David Levy, director of the Corcoran from 1991-2005
At least one staffer of the foundering Corcoran Gallery has bailed out.
I’ve been away on a work-ation the past four days, so I’m belatedly reporting on the missive that arrived in my inbox on Friday morning—a farewell address from Kristin Guiter, the Corcoran’s vice president for communications and marketing, now leaving for those proverbial “other opportunities.” Her announcement came directly after her attendance on Thursday evening at a meeting called by Save the Corcoran proponents. That meeting was reported by the Washington Post.
The newspaper’s David Montgomery wrote:
Kristin Guiter…attended the meeting as a representative of the leadership.
“They
have heard the public outcry, and I think everyone should stay tuned,”
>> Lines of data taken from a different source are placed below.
PR #513, opened 2016-11-25
Patch/properties

lheagy:
- updates to work with beta version of properties
- `scope.help` --> `scope.doc`
- set values to undefined to clear rather than None

TODO:
- the reciprocal default is not being set correctly, so I have set a default for `mui` as well as `mu`. This should be corrected prior to merging. cc @rowanc1, @fwkoch

### DIFF
--- a/SimPEG/EM/Base.py
+++ b/SimPEG/EM/Base.py
@@ -34,7 +34,8 @@ class BaseEMProblem(Problem.BaseProblem):
         default=mu_0
     )
     mui = Props.PhysicalProperty(
-        "Inverse Magnetic Permeability (m/H)"
+        "Inverse Magnetic Permeability (m/H)",
+        default=1./mu_0
     )
 
     Props.Reciprocal(mu, mui)
--- a/SimPEG/EM/Base.py
+++ b/SimPEG/EM/Base.py
@@ -35,7 +35,6 @@ class BaseEMProblem(Problem.BaseProblem):
     )
     mui = Props.PhysicalProperty(
         "Inverse Magnetic Permeability (m/H)"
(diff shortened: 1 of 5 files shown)


SimPEG/EM/Base.py
```diff
@@ -34,7 +34,8 @@ class BaseEMProblem(Problem.BaseProblem):
         default=mu_0
     )
     mui = Props.PhysicalProperty(
-        "Inverse Magnetic Permeability (m/H)"
+        "Inverse Magnetic Permeability (m/H)",
+        default=1./mu_0
```
lheagy: this default should not be necessary

SimPEG/Props.py
```diff
@@ -41,11 +41,11 @@ def reciprocal_prop(self):
 
     def clear_props(self, instance):
         if self.prop:
-            instance._set(self.prop.name, None)
+            instance._set(self.prop.name, properties.utils.undefined)
```
lheagy: @fwkoch, @rowanc1 : could you sanity-check me on this?

SimPEG/Props.py
```diff
@@ -157,11 +156,16 @@ def fget(self):
             return mapping * self.model
 
         def fset(self, value):
-            value = scope.validate(self, value)
+            if value is not properties.utils.undefined:
+                value = scope.validate(self, value)
+                if scope.reciprocal:
```
lheagy: the reciprocal should only be cleared if we are not setting it to an undefined (otherwise we run into issues with defaults... by setting a reciprocal with a default, we previously cleared the default. There is now a test to check this )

Guiter said. She said Corcoran management would be willing to meet some
Save the Corcoran members.
Guiter apparently knew full well when she addressed that meeting that the very next day would be her last at the museum. Here’s what hit my inbox at 10:21 a.m. on Friday:
Some of you may already know, but I write today to tell you that recently I made
the decision to move on from the Corcoran in order to explore other opportunities, as
I continue on my professional path. And, at that time, I agreed to stay through an
important board meeting this week to help steer the communications efforts, out of
dedication to the Corcoran. While I will transition with my team and colleagues over
the next week, today will be my final full day in the office.I will always treasure the time I’ve spent in this historic institution….For more than five years, I have been one of the Corcoran’s biggest champions and
that will not change. My loyalty will always lie with the Corcoran, and I wish my
favorite D.C. institution a very bright future…
…but not with Kristin.
As you may remember, something very similar happened at the endangered (now downsized and recovering) American Folk Art Museum, when the museum’s press spokesperson, Susan Flamm, and its director, Maria Ann Conelli, left their posts during the dark days of AFAM’s dire difficulties.
Also on Friday, the Washington Post published a must-read opinion piece, The Corcoran at a Crossroads, by David Levy, who directed the Corcoran from 1991 to 2005 (and was its last director to be a member of the Association of Art Museum Directors). Levy strongly argued against moving the museum from Washington, and also sucker-punched the on-the-ropes museum with an I-told-you-so regarding his aborted plan to build a Frank Gehry-designed addition to the Corcoran. Calling the abandonment of that project ” a major mistake,” he asserted that this “set the stage for the current crisis.”
Maybe so; maybe not. But whatever the merits of the Gehry gambit, Levy’s latest recommendation is worth taking seriously—that the Corcoran distinguish itself from the free-admission Smithsonian institutions by becoming “Washington’s museum, serving this unique metropolitan region whose
residents have the highest income and educational levels in the United
States, while creatively reaching out to its inner-city neighborhoods.”
If the Corcoran is going to rebrand itself, that sounds like a sound way to do it. Meanwhile, there’s an intriguing Diebenkorn show in its future.